In functional decomposition, each thread has different function. To increase the number of threads, partition a function into two or more threads, unless the function is unbreakable.
* Load balance. In the data domain decomposition, each thread performs the same operation on different data block that has the same dimension. In theory, without cache misses or other nondeterministic factors, all threads should have the same processing time. On the other hand, it is difficult to achieve good load balance among functions because the chosen algorithm determines the execution time of each function.
Furthermore, any attempt to functionally decompose the video encoder to achieve a good load balance depends on algorithms, too. As the standard keeps improving, the algorithms are sure to change over time to exploiting thread-level parallelism at multiple levels to achieve a good load balance.
Considering these factors, you could use the data-domain decomposition as your multithreading scheme. Details are described in the following two sub-sections.
When you have decided on the functional decomposition or data domain decomposition scheme, the next step is to decide the granularity for each thread. One possible scheme of data domain decomposition is to divide a frame into small slices.
Parallelizing the slices has both advantages and disadvantages. The advantage lies in the independence of slices in a frame. Since they are independent, you can simultaneously encode all slices in any order. On the other hand, the disadvantage is the resulting increase in the bit rate.

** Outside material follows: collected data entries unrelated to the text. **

PR #362, opened 2021-06-16
Disallow parameter named 'await' in async arrow function

### LINKED ISSUE #215: 7$: Disallow parameter named 'await' in async arrow function
This code is illegal, but quick-lint-js reports no error for it:
```javascript
(async (await) => null);
```

erlliam:
Resolves #215

What should be done for the broken test in test-parse-var.cpp?
Also I'm not sure what the error message should be so I just wrote random stuff.

### DIFF
--- a/src/parse.cpp
+++ b/src/parse.cpp
@@ -561,6 +561,17 @@ expression* parser::parse_async_expression_only(token async_token) {
                 .arrow = this->peek().span(),
             });
       }
+      for (auto parameter : parameters) {
+        if (parameter->kind() == expression_kind::variable &&
+            parameter->variable_identifier_token_type() ==
+                token_type::kw_await) {
+          // async (await) => {}  // Invalid
+          this->error_reporter_->report(
+              error_cannot_declare_await_in_async_function{
+                  .name = parameter->variable_identifier(),
+              });
+        }
+      }
       // TODO(strager): Should we call maybe_wrap_erroneous_arrow_function?
       return parse_arrow_function_arrow_and_body(std::move(parameters));
     } else {
@@ -597,6 +608,13 @@ expression* parser::parse_async_expression_only(token async_token) {
       goto variable_reference;
     }
 
+    if (this->peek().type == token_type::kw_await) {
+      // async await => {}  // Invalid
+      this->error_reporter_->report(
+          error_cannot_declare_await_in_async_function{
+              .name = this->peek().identifier_name(),
+          });
+    }
     std::array<expression*, 1> parameters = {
         this->make_expression<expression::variable>(
             identifier(this->peek().span()), this->peek().type)};
--- a/test/test-parse-expression-statement.cpp
+++ b/test/test-parse-expression-statement.cpp
@@ -1369,6 +1369,64 @@ TEST(test_parse, let_as_statement_body_allows_asi) {
                 ElementsAre(spy_visitor::visited_variable_assignment{u8"x"}));
   }
 }
+
+TEST(test_parse, disallow_await_parameter_in_async_arrow_function) {
+  {
+    spy_visitor v;
+    padded_string code(u8"(async (await) => null)"_sv);
+    parser p(&code, &v);
+    p.parse_and_visit_expression(v);
+    EXPECT_THAT(v.visits, ElementsAre("visit_enter_function_scope",
+                                      "visit_variable_declaration",
+                                      "visit_enter_function_scope_body",
+                                      "visit_exit_function_scope"));
+    EXPECT_THAT(v.errors,
+                ElementsAre(ERROR_TYPE_FIELD(
+                    error_cannot_declare_await_in_async_function, name,
+                    offsets_matcher(&code, strlen(u8"(async ("), u8"await"))));
+  }
+
+  {
+    spy_visitor v;
+    padded_string code(u8"(async await => null)"_sv);
+    parser p(&code, &v);
+    p.parse_and_visit_expression(v);
+    EXPECT_THAT(v.visits, ElementsAre("visit_enter_function_scope",
+                                      "visit_variable_declaration",
+                                      "visit_enter_function_scope_body",
+                                      "visit_exit_function_scope"));
+    EXPECT_THAT(v.errors,
+                ElementsAre(ERROR_TYPE_FIELD(
+                    error_cannot_declare_await_in_async_function, name,
+                    offsets_matcher(&code, strlen(u8"(async "), u8"await"))));
+  }
+
+  {
+    spy_visitor v = parse_and_visit_statement(u8"async(await)"_sv);
+    EXPECT_THAT(v.visits,
+                ElementsAre("visit_variable_use", "visit_variable_use"));
+  }
+
+  {
+    spy_visitor v;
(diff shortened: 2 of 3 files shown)


strager:
> What should be done for the broken test in test-parse-var.cpp?

Something like this:
https://github.com/quick-lint/quick-lint-js/blob/8a0a1db8685673b7d8d6b9957bc31b148175962f/test/test-parse-var.cpp#L1842-L1846

src/quick-lint-js/error.h
```diff
@@ -1171,6 +1171,13 @@
       .error(QLJS_TRANSLATABLE("continue can only be used inside of a loop"),  \
              continue_statement))                                              \
                                                                                \
+  QLJS_ERROR_TYPE(                                                             \
+      error_await_parameter_disallowed_in_async_arrow_function, "E696",        \
+      { source_code_span await_token; },                                       \
+      .error(QLJS_TRANSLATABLE("you can't use a parameter named await in an "  \
+                               "async arrow function"),                        \
```
strager, line 1178:
```suggestion
      .error(QLJS_TRANSLATABLE("unexpected parameter named 'await' in an "  \
                               "async arrow function"),                        \
```

test/test-parse-expression-statement.cpp
```diff
@@ -1369,6 +1369,30 @@ TEST(test_parse, let_as_statement_body_allows_asi) {
...
+                    await_token,
+                    offsets_matcher(&code, strlen(u8"(async ("), u8"await"))));
+  }
+
+  {
+    spy_visitor v = parse_and_visit_expression(u8"((await) => null)"_sv);
+    EXPECT_THAT(v.visits, ElementsAre("visit_enter_function_scope",
+                                      "visit_enter_function_scope_body",
+                                      "visit_exit_function_scope"));
+  }
```
strager, line 1394: This is already tested by test_parse.variables_can_be_named_contextual_keywords, no?

test/test-parse-expression-statement.cpp
```diff
@@ -1369,6 +1369,30 @@ TEST(test_parse, let_as_statement_body_allows_asi) {
                 ElementsAre(spy_visitor::visited_variable_assignment{u8"x"}));
   }
 }
+
+TEST(test_parse, disallow_await_parameter_in_async_arrow_function) {
+  {
+    spy_visitor v;
+    padded_string code(u8"(async (await) => null)"_sv);
```
strager, line 1376: What about without parentheses? `(async await => null)`

test/test-parse-expression-statement.cpp
erlliam: Good point

src/parse.cpp
```diff
@@ -541,6 +541,12 @@ expression* parser::parse_async_expression_only(token async_token) {
         this->skip();
         continue;
       }
```
erlliam, line 543: Should I add the `// async await => {}  // Invalid` comment here?

test/test-parse-var.cpp
```diff
@@ -1802,13 +1804,18 @@ TEST(test_parse, variables_can_be_named_contextual_keywords) {
...
     }
 
-    // TODO(#215): Disallow 'await' as parameter to async arrow function.
     for (string8 code : {
              u8"(async " + name + u8" => null)",
              u8"(async (" + name + u8") => null)",
              u8"(" + name + u8" => null)",
              u8"((" + name + u8") => null)",
          }) {
+      if (name == u8"await" &&
```
erlliam, line 1813: Should this change land as it's own commit before all the other changes?

src/parse.cpp
strager: But shouldn't the comment say `async (await) => {}`?

src/parse.cpp
```diff
@@ -541,6 +541,12 @@ expression* parser::parse_async_expression_only(token async_token) {
...
+      if (this->peek().type == token_type::kw_await) {
+        this->error_reporter_->report(
+            error_await_parameter_disallowed_in_async_arrow_function{
+                .await_token = this->peek().span(),
+            });
```
strager, line 548: Blocking: We should only emit an error if we know this is an arrow function. Here's a legal example of `async(await` which is not an arrow function:
```js
var async = console.log;
var await = 'taco';
async(await);
```

src/quick-lint-js/error.h
```diff
@@ -1171,6 +1171,13 @@
       .error(QLJS_TRANSLATABLE("continue can only be used inside of a loop"),  \
              continue_statement))                                              \
                                                                                \
+  QLJS_ERROR_TYPE(                                                             \
+      error_await_parameter_disallowed_in_async_arrow_function, "E696",        \
```
strager, line 1175: Nit: Sort alphabetically by struct name.

test/test-parse-var.cpp
strager: Nah, this is fine as-is.

strager (changes requested):

src/parse.cpp
```diff
@@ -522,6 +522,7 @@ expression* parser::parse_async_expression_only(token async_token) {
   // async()         // Function call.
   case token_type::left_paren: {
     bool newline_after_async = this->peek().has_leading_newline;
+    std::optional<source_code_span> await_as_parameter_token = std::nullopt;
```
strager, line 525: What if there are multiple parameters named `await`?
```js
(async (await, await, await) => {});
```

src/parse.cpp
```diff
@@ -522,6 +522,7 @@ expression* parser::parse_async_expression_only(token async_token) {
...
 
     vector<expression*> parameters(
```
strager, line 527: Could we reuse `parameters` instead of maintaining a separate variable?

test/test-parse-expression-statement.cpp
```diff
@@ -1369,6 +1369,46 @@ TEST(test_parse, let_as_statement_body_allows_asi) {
...
```
strager, line 1376: What if `(async (await) => null)` is found within an async function? Would it report multiple errors?

The following code produces two errors, but I think your commit will make it produce three errors:
```js
async function f() {
  (async (await) => null);
}
```
```
hello.js:2:11: error: missing operand for operator [E026]
hello.js:2:11: error: cannot declare 'await' inside async function [E069]
```

Maybe we should avoid calling `parse_expression` if we see an `await` token?

Man, this stuff is confusing.

src/parse.cpp
```diff
@@ -566,11 +561,14 @@ expression* parser::parse_async_expression_only(token async_token) {
...
             });
       }
-      if (await_as_parameter_token) {
-        this->error_reporter_->report(
-            error_await_parameter_disallowed_in_async_arrow_function{
-                .await_token = *await_as_parameter_token,
-            });
+      for (auto parameter : parameters) {
+        if (parameter->variable_identifier_token_type() ==
+            token_type::kw_await) {
```
strager, line 566: Blocking: What if the parameter isn't a variable? E.g. `([destructured, array]) => {}`. Your code will crash. So I think we need to check `parameter->kind()`.

strager (changes requested):

strager (approved):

Figure 2 below shows the video encoder rate-distortion when you divide a frame into varying numbers of slices. When a frame is divided into nine slices but quality is held at the same level, the bit-rate increases about 15 to 20 percent because slices break the dependence between macroblocks.
|Figure 2. Encoded Picture Quality Versus the Number of Slices in a Picture|
The compression efficiency decreases when a macroblock in one slice cannot exploit a macroblock in another slice for compression. To avoid increasing the bit-rate at the same video quality, you should exploit other areas of parallelism in the video encoder.